1. BOD failed in its fiduciary duty: Satyam's BOD never questioned Raju on murky group

investments. Though there were six non-executive directors on the BOD, they failed to check

Raju's misdeeds.

2. Dubious role of auditors: The auditors were paid very high audit fee as compared to other

auditors by the companies in the same industry? They skipped basic audit procedures like

confirming bank balances independently, proper vouching of invoices and even debtors'

contraptions were not obtained. PWC failed in their duty as an auditor

3. Concentration of power in the hands of Chairman: Raju was responsible for maintaining

complete details of Satyam's accounts and minutes of Board's meeting since 2002. He

himself handed over the bank statements to accountants and auditors. Concentration of

power in Chairman's handled to revenues, operating profits, interest, liabilities and cash

balances being grossly inflated to show company in good health.
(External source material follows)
Issue #2363, opened 2020-12-21
Migration Version20201109224100 changes unrelated code


theilm:
### Description

The migration Version20201109224100 adds the correct return type to the getDescription method of DB migrations to be compatible with the method signature of the abstract class. It searches only for the method name, though, and changes all methods that have the same name. That could break userland code.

4. Unethical conduct: The promoters incorporated more than 350 companies. There were

several transactions in the form of inter-corporate loans and investments within group

companies. They connived with some top executives and auditors to misrepresent facts and

present manipulated accounts to shareholders, BOD, stock exchanges, investors, bankers

and other stakeholders. Raju and other promoters got involved in insider trading.

Investigators also came across evidence of inclusion of fake employees, the actual number

of employees was found to be 40,000 against 53,000 claimed by SCSL. Raju had been alleged

withdrawing an amount of Rs 20 crores every month for paying salaries to these 13,000 non-

existent, fictitious employees.

Aftermath

1. In April 2009, 46% stake in Satyam was purchased by Tech Mahindra and both the

companies legally merged in June 2013,

2. The consequences were faced by wrongdoers and Indian Government acted proactively to

protect the interests of investors and reputation of IT companies.

3. In 2016, Raju and his associates were sentenced to seven years of imprisonment by the

court as they were found guilty of window dressing of accounts.

4. Price Waterhouse Coopers, auditors of SCSL were fined $ 6 million by the SEC, US for

professional misconduct. The Disciplinary Committee of ICAI found the four auditors of PWC,

who audited Satyam's accounts, guilty of gross negligence in discharge of their duties. They

have been debarred from practicing as Chartered Accountants.

5. The Indian Government and SEBI have taken a slew of measures to improve corporate

governance standards in India

COMMON GOVERNANCE PROBLEMS NOTICED IN CORPORATE

FAILURES

CRISIL has analysed the reasons of corporate failures. Its analysis has revealed that they are largely

attributable to shortcomings in corporate governance practices. The broad areas of failure are:

➢ Accounting frauds carried out in collusion with statutory auditors.

➢ Lack of independence of the board with board members having significant financial linkages

with the companies.

➢ Insider trading.

➢ Disproportionate compensation paid to executive board members and senior management.

➢ Fiduciary failure by the board to exercise care and diligence in approving proposals, even

though all the information was provided by the management.

➢ Weak internal control mechanisms and lack of supervision.

This governance issues are common to corporate failures whether in India or anywhere else in the

world. Regulations are evolving to address them.